As an interesting final example of the MF EPR approach applied to Mn(II)-containing systems, we present pulsed EPR data for Mn(II) bound to the hexa-dentate ligand EDTA (Fig. 5) at X-, Ka-, and D-band frequencies. Strikingly, these data look nothing like the other spectra shown above as no ⁵⁵Mn hyperfine structure is visible in the X-band data and instead extremely broad features appear throughout the spectral range (Fig. 5a and d). Reed and Markham [31] observed that the X-band CW EPR spectrum of Mn(II)EDTA is broadened beyond detection and that only by increasing the field and frequency could even the central transitions be seen. Upon comparison of the pulsed EPR spectra at all three frequencies, one notes that the apparent g-values for these broad features can be sensitive to the magnitude of the excitation frequency (when D is nonzero), consistent with their assignment to the outer transitions. The ZFS parameters derived from spectral simulations are significantly different from those previously determined [110] and are noticeably larger than those for any other system studied in this repon. Usually such large values imply that the Mn(II) center is no longer in a pseudo-octahedral ligand field and is likely pentacoordinate [42, 44, 87] or some highly distorted tetrahedron [111]. However, NMR and X-ray crystallographic results clearly indicate that Mn(II)EDTA is seven-coordinate with a water ligand occupying an apical position [112, 113]. The simulated EPR data presented in Fig. 5 were achieved using a near-axial ZFS tensor (E/D = 0.1), a finding supported by the axial geometry observed in the crystal structure of the Mn(II)EDTA complex [112]. As this species serves to calibrate our water-counting measurements via ESEEM spectroscopy, the MF EPR spectroscopic characterization of Mn(II)EDTA presented here is essential to extending these types of studies to higher frequencies [98, 114].

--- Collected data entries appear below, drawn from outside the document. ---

PR #1547, opened 2022-12-20
Miscellaneous improvements to nmount plugin

8B411:
- Prevent `sync` from syncing all devices, instead of syncing just the single one chosen by user;
- Fix interactive authentication request by `udiskctl` when trying to power-off HDD;
- Fix instances when `lsblk` fails to provide mountpoint;
- Check if user-provided device exists and is a block device, otherwise fallback gracefully.
- Make some stylistic changes to the code for overall consistency.


jarun:
Do you think you need to list down the improvements in the PR?

jarun:
Thank you!

PR #1551, opened 2022-12-27
[kdeconnect] Improvements

raffaem:
- Support multiple devices
- Filter out non-regular files

### DIFF
--- a/plugins/kdeconnect
+++ b/plugins/kdeconnect
@@ -8,7 +8,7 @@
 #   - Alternatively, select the files and folders you would like to send, and activate the plugin.
 #
 # Shell: POSIX compliant
-# Author: juacq97, raffaem
+# Author: juacq97, raffaem, N-R-K
 
 # If you want system notification, put this equal to 1
 notify=0
@@ -21,15 +21,38 @@ note() {
 	fi
 }
 
+# kdeconnect doesn't cope with non-files
+filter_files() {
+	xargs -0 -I{} sh -c '
+		if [ -f "{}" ]; then
+			printf "%s\0" "{}";
+		else
+			printf "Error: not a regular file: %s\n" "{}" >&2;
+		fi;'
+}
+
 send() {
-	xargs -0 -I{} kdeconnect-cli --name "$devname" --share {}
+	filter_files | xargs -0 -I{} kdeconnect-cli --name "$devname" --share {}
 	note "Files sent"
 }
 
-devname=$(kdeconnect-cli --list-available --name-only 2>/dev/null | awk NR==1)
-if [ -z "$devname" ]; then
-	note "No devices available"
+# Select paired device
+names=$(kdeconnect-cli --list-available --name-only 2>/dev/null)
+if [ -z "$names" ]; then
+	note "No devices paired and available"
 	exit
+fi
+
+ndevs=$(printf "%s" "$names" | awk 'END{print NR}')
+if [ "$ndevs" -eq 1 ]; then
+	devname="$names"
+else
+	printf "%s" "$names" | awk '{ print NR ". " $0 }'
+	printf "Pick a device: "
+	read -r pick
+	if [ -n "$pick" ] && [ "$pick" -eq "$pick" ]; then
+		devname=$(printf '%s' "$names" | awk "NR==$pick")
+	fi
 fi
 
 selection=${NNN_SEL:-${XDG_CONFIG_HOME:-$HOME/.config}/nnn/.selection}


plugins/kdeconnect
```diff
@@ -26,12 +26,36 @@ send() {
...
+# Select paired device
+names=$(kdeconnect-cli --list-available --name-only 2>/dev/null)
+if [ -z "$names" ]; then
+	note "No devices paired and available"
 	exit
 fi
 
+ndevs=$(printf "%s" "$names" | awk 'END{print NR}')
+if [ "$ndevs" -eq 1 ]; then
+	devname=$(printf "%s" "$names" | awk 'NR==1')
```
N-R-K, line 38: If there's just one name, why call awk on it?

plugins/kdeconnect
```diff
@@ -26,12 +26,36 @@ send() {
...
+else
+	# Append a newline at the end of `names` to read the last device
+	# Note that command substitution removes trailing newlines
+	# see: https://stackoverflow.com/a/15184414/1719931
+	names=$(printf "%s\nx" "$names");
+	names=${names%x}
+	i=0
+	printf "%s" "$names" | while IFS=$(printf "\n") read -r name; do
```
N-R-K, line 46: This loop can probably be replaced by something like this ` printf "%s" "$names" | awk '{ print NR ". " $0 }'`.

plugins/kdeconnect
```diff
@@ -26,12 +26,36 @@ send() {
...
+		printf "%d. %s\n" "$i" "$name"
+		i=$((i+1))
+	done
+	printf "Pick a device: "
+	read -r pick
+	if [ -n "$pick" ] && [ "$pick" -eq "$pick" ]; then
+		pick=$((pick+1))
+		devname=$(printf '%s' "$names" | awk "NR==$pick")
+		printf "You have selected: %s\n" "$devname"
```
N-R-K, line 55: Don't think this is necessary. The user can figure out what he selected by looking at the list.

N-R-K (changes requested):

plugins/kdeconnect
```diff
@@ -22,16 +22,29 @@ note() {
 }
 
 send() {
-	xargs -0 -I{} kdeconnect-cli --name "$devname" --share {}
+	xargs -0 -I{} sh -c 'if [ ! -d "{}" ]; then printf "%s\0" "{}"; fi;' |  xargs -0 -I{} kdeconnect-cli --name "$devname" --share {}
```
N-R-K, line 25: What's this about?

raffaem: if you pass a directory, kndeconnect creates an empty file on the device with the name of the directory. Basically it doesn't support directory transfers.

N-R-K: As far as I see, this simply filters out directories, right? It doesn't recursively send all the files inside the dir?

If that's the case, then just leave it out. The user can simply not select a directory. And if he does select one, it's better to see the empty file than to silently discard his selection.

raffaem: Yes it just filters out directory.

1. But I think we will need some kind of checks. What happens if you send over a block device?
2. In general, how can I have xargs call a user-defined function? On SO [I found I can export the function](https://stackoverflow.com/a/11003457/1719931), but `shellcheck` complains that is not POSIX sh-compatible.

raffaem: it hangs

N-R-K: In that case, filtering out only the files seems like a good idea. Does this work?

```diff
diff --git a/plugins/kdeconnect b/plugins/kdeconnect
index 0d3ef8b7..209bf137 100755
--- a/plugins/kdeconnect
+++ b/plugins/kdeconnect
@@ -21,8 +21,18 @@ note() {
 	fi
 }
 
+# kdeconnect doesn't cope with non-files
+filter_files() {
+	xargs -0 -I{} sh -c \
+		'if [ -f "{}" ]; then'\
+		'	printf "%s\0" "{}";'\
+		'else'\
+		'	printf "Error: not a file: %s\n" "{}" >&2;'\
+		'fi;'
+}
+
 send() {
-	xargs -0 -I{} kdeconnect-cli --name "$devname" --share {}
+	filter_files | xargs -0 -I{} kdeconnect-cli --name "$devname" --share {}
 	note "Files sent"
 }
 
```

raffaem: No it says:
```
Pick a device: 1
	printf "%s\0" "src";: -c: line 2: syntax error: unexpected end of file
	printf "%s\0" "CHANGELOG";: -c: line 2: syntax error: unexpected end of file
	printf "%s\0" "LICENSE";: -c: line 2: syntax error: unexpected end of file
```

but I made it to work by removing the `\` characters :)

raffaem: How can we call:

```
note "Error: not a file:
```

instead of:

```
printf "Error: not a file:
```
?

N-R-K: Don't think that's possible without doing something dirty. So I'd leave it be.

N-R-K (approved):
@jarun This should be good to merge.

jarun:
Thanks guys!

PR #1553, opened 2022-12-31
icons-hash: misc improvements

N-R-K:
* Use a cheaper hash function
* Use a better prng
* Fix compiler warnings


jarun:
Thank you!

PR #1555, opened 2023-01-02
icons-hash: fix bitwise rotation

N-R-K:
in case the rotation is 0, `v >> (32 - r)` would end up doing a 32 right shift which is equal to the width of `v` and thus undefined behavior.

ref: https://blog.regehr.org/archives/1063


jarun:
Thank you!

PR #1566, opened 2023-01-14
General simplification

KlzXS:
`get_output()`:
- The function now uses `UTIL_SH_EXEC` to execute the command.
- The command writes directly to a tmp file where applicable.
- Got rid of parameter `multi` as it's no longer needed.
- A bad use case is now blocked.
- Got rid of `cmd` and `fd` as they are no longer needed. Correct me if I'm wrong, but `fd` wasn't ever used and there is a path to call `free(cmd)` while it's `NULL` (`multi == FALSE` and `pipe()` failing).
- The comment above wasn't accurate, now it is.
- `g_buf` is now clobbered only in some cases. Not that it would matter much, I imagine.

@jarun I still need to look into using `UTIL_SH_EXEC` for running GUI apps as plugins as you suggested, but I thought I should share this regardless.

I only tried the simple case of setting `NNN_HELP` and opening the help screen. I might do more extensive testing later, or if someone wants to give it a shot as well that would be great.

### DIFF
--- a/src/nnn.c
+++ b/src/nnn.c
@@ -4490,12 +4490,29 @@ static bool get_output(char *file, char *arg1, char *arg2, int fdout, bool page)
 	pid = fork();
 	if (pid == 0) {
 		/* In child */
+		char *bufptr = file;
+
 		close(cmd_in_fd);
 		dup2(cmd_out_fd, STDOUT_FILENO);
 		dup2(cmd_out_fd, STDERR_FILENO);
 		close(cmd_out_fd);
 
-		spawn(utils[UTIL_SH_EXEC], file, arg1, arg2, F_MULTI);
+		if (bufptr && arg1) {
+			char argbuf[CMD_LEN_MAX];
+
+			len = xstrsncpy(argbuf, file, xstrlen(file) + 1);
+			argbuf[len - 1] = ' ';
+			bufptr = argbuf + len;
+			len = xstrsncpy(bufptr, arg1, xstrlen(arg1) + 1);
+			if (arg2) {
+				bufptr[len - 1] = ' ';
+				xstrsncpy(bufptr + len, arg2, xstrlen(arg2) + 1);
+			}
+
+			bufptr = argbuf;
+		}
+
+		spawn(utils[UTIL_SH_EXEC], bufptr, NULL, NULL, F_MULTI);
 		_exit(EXIT_SUCCESS);
 	}
 
--- a/src/nnn.c
+++ b/src/nnn.c
@@ -4511,7 +4511,9 @@ static bool get_output(char *file, char *arg1, char *arg2, int fdout, bool page)
 
 		unlink(g_tmpfpath);
 		return TRUE;
-	} else if (have_file)
+	}
+
+	if (have_file)
 		// Case 3
 		return TRUE;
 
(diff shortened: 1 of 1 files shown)


jarun:
I see the following issue with `nnn -i` (to show file info):

Constant message in the info bar: `Usage: file [-bcCdEhikLlNnprsSvzZ0] [--apple] [--extension] [--mime-encoding]`

jarun:
I think all internal commands are failing e.g. listing a zip file results in:

```
atool: no command specified
Try `atool --help' for more information.
```

src/nnn.c
```diff
@@ -4425,92 +4425,106 @@ static void set_smart_ctx(int ctx, char *nextpath, char **path, char *file, char
...
-		dup2(pipefd[1], STDOUT_FILENO);
-		dup2(pipefd[1], STDERR_FILENO);
-		close(pipefd[1]);
-		execvp(*argv, argv);
+		close(cmd_in_fd);
+		dup2(cmd_out_fd, STDOUT_FILENO);
+		dup2(cmd_out_fd, STDERR_FILENO);
+		close(cmd_out_fd);
+
+		spawn(utils[UTIL_SH_EXEC], file, arg1, arg2, F_MULTI);
```
jarun, line 4498: Maybe we are seeing the missing argument issue because `sh` expects a single argument string... like:

    sh "file arg1 arg2"
But concatenating would require an internal temporary buffer.

jarun (changes requested):

jarun (approved):

jarun:
Thanks @KlzXS!

jarun:
@KlzXS I reverted this change and the changes I made on top of it. It appears concatenating the arguments don't work when the filename has spaces in it due to the usual shell quirks.

jarun:
Please re-raise if you find a way around it.

KlzXS:
I guess it's best to forego using `UTIL_SH_EXEC` and go the good old way it was while using the rest of the simplification.

I also had thoughts of implementing a new variant of `spawn()` that would allow us to pass in file descriptors to be mapped to stdin, stdout and stderr. I think a few places in the code might benefit from that. Say we pipe the output directly into `nnn` instead of writing to a file and reading from it. What do you think?

jarun:
> I guess it's best to forego using UTIL_SH_EXEC and go the good old way it was while using the rest of the simplification.

I agree!

> I also had thoughts of implementing a new variant of spawn() that would...

We had problems and breaks with such experiments earlier. I think spawn() is good for now.

KlzXS:
> I think spawn() is good for now.

Sure. I'll do it the old way. I might submit my experiment at a later date. Might.

jarun:
👍

N-R-K:
> I also had thoughts of implementing a new variant of `spawn()` that would allow us to pass in file descriptors to be mapped to stdin, stdout and stderr. I think a few places in the code might benefit from that. Say we pipe the output directly into `nnn` instead of writing to a file and reading from it. What do you think?

@KlzXS You may want to take a look at [`posix_spawn`](https://linux.die.net/man/3/posix_spawn) - it's much faster than `fork + dup + exec` and I think it should be capable of doing what you want. You can take a look at nsxiv for some reference (the error handling is quite ugly, but otherwise it works quite well): [util.c#L251-L294](https://codeberg.org/nsxiv/nsxiv/src/commit/75849adb88187ab93ab2224706693676a3ea0fb3/util.c#L251-L294)

PR #1570, opened 2023-01-25
Second attempt at #1566

KlzXS:
`get_output()` no longer uses `UTIL_SH_EXEC` since that presented the usual shell expansion problems. Now it directly invoked the command.
Tried it out with the examples of failing commands in #1566 and those seem fine now.

BTW sorry for the terrible commit message. Didn't realize it wouldn't allow me to merge all the commits again. Besides a bunch of "Revert 'Revert ...'" is not that pretty.

### DIFF
--- a/src/nnn.c
+++ b/src/nnn.c
@@ -837,7 +837,7 @@ static void move_cursor(int target, int ignore_scrolloff);
 static char *load_input(int fd, const char *path);
 static int set_sort_flags(int r);
 static void statusbar(char *path);
-static bool get_output(char *file, char *arg1, char *arg2, int fdout, bool multi, bool page);
+static bool get_output(char *file, char *arg1, char *arg2, int fdout, bool page);
 #ifndef NOFIFO
 static void notify_fifo(bool force);
 #endif
@@ -3188,7 +3188,7 @@ static void showfilterinfo(void)
 
 	i = getorderstr(info);
 
-	if (cfg.fileinfo && ndents && get_output("file", "-b", pdents[cur].name, -1, FALSE, FALSE))
+	if (cfg.fileinfo && ndents && get_output("file", "-b", pdents[cur].name, -1, FALSE))
 		mvaddstr(xlines - 2, 2, g_buf);
 	else {
 		snprintf(info + i, REGEX_MAX - i - 1, "  %s [/], %4s [:]",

In conclusion, the MF EPR approach is not only useful in determining spin Hamiltonian parameters for paramagnetic systems (Eq. (2)) but may also provide clues as the degree of homogeneity associated with the binding site of the metal cofactor. By going to higher field and frequency, the individual spin transition manifolds become more isolated, greatly simplifying results from the application of advanced pulsed techniques such as ENDOR [115–117]. As described in Sect. 4, high-field experiments are more sensitive and require much less sample (e.g., about 1 µl for D-band) than their low-frequency counterparts, minimizing the expense of isotopically labeled sample preparations.